# Looking for a long-term [closed)



## Kamenriderfire (May 4, 2021)

I’m looking for someone who can RP preferably on Discord relatively regularly. It doesn’t have to be all the time but enough where we could get several posts in a day. Looking for someone who is open minded to all different types of role-play ideas. Someone who doesn’t mind a little give-and-take when it comes to what happens in the role-play. Someone who is willing to invest in what we are doing. If this sounds like you send me a personal message. I am in the US and my time zone is central time so take that into consideration.


----------



## NovaSwiftBrony (May 5, 2021)

Kamenriderfire said:


> I’m looking for someone who can RP preferably on Discord relatively regularly.
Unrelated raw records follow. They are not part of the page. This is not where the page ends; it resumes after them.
PR #3611, opened 2026-05-16
fix(3587)(security): argv-based subprocess for check.ship-ready

trek-e:
## Linked Issue

Fixes #3587

The linked issue has the \`confirmed-bug\` label.

---

## What was broken

\`gsd-sdk query check.ship-ready <phase>\` was vulnerable to shell-command injection through git branch names. Git accepts refnames containing shell metacharacters (\`;\`, \`\$\`, backticks, etc.), and \`sdk/src/query/check-ship-ready.ts:50\` interpolated the current branch name into a shell-string passed to \`execSync\`:

\`\`\`ts
runSyncSafe(\`git config --get branch.\${current_branch}.merge\`, cwd)
// → execSync('git config --get branch.foo;touch\${IFS}INJ;bar.merge')
// → /bin/sh parses three commands; middle one creates INJ in the project dir
\`\`\`

A user who checks out a maliciously-named branch (or pulls one named that way from a malicious remote) and then runs \`gsd-sdk query check.ship-ready\` triggers arbitrary code execution.

## What this fix does

Replaces every subprocess call in the module with argv-based \`execFileSync\`. The shell is never invoked, so branch names — even ones containing metacharacters — are passed as a single argv element and treated as opaque data.

- \`runSyncSafe(cmd: string, cwd)\` → \`runArgvSafe(file, args: readonly string[], cwd)\` — pure argv via \`execFileSync\`.
- 7 subprocess sites converted: \`git status --porcelain\`, \`git rev-parse --abbrev-ref HEAD\`, \`git config --get branch.<name>.merge\` (the interpolation site), \`git rev-parse --verify main\`, \`git remote\`, \`gh --version\`, \`which gh\`.

## Root cause

\`runSyncSafe(cmd: string, cwd)\` used \`execSync\`, which spawns \`/bin/sh -c <cmd>\`. The shell parses the argument as shell syntax, so any \`;\`, \`\$()\`, or backtick in the interpolated branch name breaks out of git's argv into shell command syntax. Argv-based \`execFileSync\` doesn't invoke a shell — the kernel exec call receives the args verbatim — closing the entire class of injection sites in one helper change.

### How I verified the fix

- **Manually reproduced the exploit** on git 2.53.0: refname \`foo;touch\${IFS}INJ;bar\` is accepted by \`git check-ref-format\` and by \`git checkout -b\`. Running the pre-fix \`execSync\` against that branch name creates an \`INJ\` file in the project dir.
- **TDD regression test** (\`sdk/src/query/check-ship-ready.test.ts\`): creates a real temp git repo, checks out the proven exploit branch, runs \`checkShipReady\`, and asserts the sentinel file does NOT exist. Verified the test FAILED on the unfixed code (\`expected true to be false\` — INJ file got created) before applying the fix. After the fix, all 10 tests pass.
- **Additional coverage**: positive round-trip test (branch with \`\$\`, \`(\`, \`)\` metacharacters appears verbatim in \`current_branch\`), and a gh-probe contract guard against future regressions.

### Regression test added?

- [x] Yes — three tests: exploit-blocked (negative proof), metacharacter round-trip (positive proof), gh-probe contract guard. The exploit-blocked test was verified to fail without the fix.
- [ ] No — explain why:

### Platforms tested

- [x] macOS — full suite via gsd-test-local + SDK vitest unit suite
- [ ] Windows (including backslash path handling) — argv execution is platform-agnostic; \`execFileSync\` quoting on Windows is handled by Node, not us
- [x] Linux — full suite via remote Docker (gsd-test-both)

### Runtimes tested

- [x] Claude Code — handler is runtime-agnostic; the change is in the SDK query layer
- [ ] Gemini CLI
- [ ] OpenCode
- [ ] Codex
- [ ] Other: ___
- [ ] N/A — handler runs in the SDK process under any runtime

---

## Checklist

- [x] Issue linked above with \`Fixes #NNN\` — **PR will be auto-closed if missing**
- [x] Linked issue has the \`confirmed-bug\` label
- [x] Fix is scoped to the reported bug — no unrelated changes (only check-ship-ready.ts + its test file + changeset)
- [x] Regression test added that proves the original exploit no longer fires
- [x] All existing tests pass — SDK unit suite 1,869/1,869; full root suite via \`gsd-test-both\` 10,676/10,676 Mac + 10,676/10,676 Linux Docker, zero diff
- [x] \`.changeset/\` fragment added — \`proud-sloths-rally.md\`, type \`Security\`, PR 3587

## Breaking changes

None. Behavior contract is identical: same inputs produce the same outputs. The change is purely in the subprocess invocation mechanism — argv instead of shell-string — and only matters when an attacker controls the branch name. Normal branch names produce identical results.

## Summary by CodeRabbit

* **Bug Fixes**
  * Fixed a security issue where maliciously named git branches could lead to shell command injection; branch names are now handled safely as opaque data.

* **Tests**
  * Added regression tests to ensure branch names with shell metacharacters cannot trigger command execution and to guard against future regressions.

[Review Change Stack](https://app.coderabbit.ai/change-stack/gsd-build/get-shit-done/pull/3611?utm_source=github_walkthrough&utm_medium=github&utm_campaign=change_stack)

### DIFF
--- a/.changeset/proud-sloths-rally.md
+++ b/.changeset/proud-sloths-rally.md
@@ -1,0 +1,5 @@
+---
+type: Security
+pr: 3587
+---
+**Fixed shell-injection in `check.ship-ready`** — a maliciously-named git branch (e.g. `foo;touch${IFS}INJ;bar`) could execute arbitrary shell commands when `gsd-sdk query check.ship-ready <phase>` ran from the repository. `sdk/src/query/check-ship-ready.ts` interpolated the current branch name into a shell-string `git config --get branch.${current_branch}.merge` and ran it via `execSync`. Every subprocess call in the module now uses argv-based `execFileSync` — the shell is never invoked, branch names are passed as opaque data, and no interpolation site exists.
--- a/sdk/src/query/check-ship-ready.test.ts
+++ b/sdk/src/query/check-ship-ready.test.ts
@@ -3,10 +3,30 @@
  */
 
 import { describe, it, expect, beforeEach, afterEach } from 'vitest';
-import { mkdir, writeFile, rm } from 'node:fs/promises';
+import { mkdir, writeFile, rm, stat as fsStat } from 'node:fs/promises';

It doesn’t have to be all the time but enough where we could get several posts in a day. Looking for someone who is open minded to all different types of role-play ideas. Someone who doesn’t mind a little give-and-take when it comes to what happens in the role-play. Someone who is willing to invest in what we are doing. If this sounds like you send me a personal message. I am in the US and my time zone is central time so take that into consideration.


I can play a female for you. I have no problem against it and I prefer discord as well. Feel free to add me and I'll get to you in the morning!

NovaTheLucario#6590


----------



## Gayle (Mar 23, 2022)

I may be interested depending on what you're looking for plot wise. ^.^


----------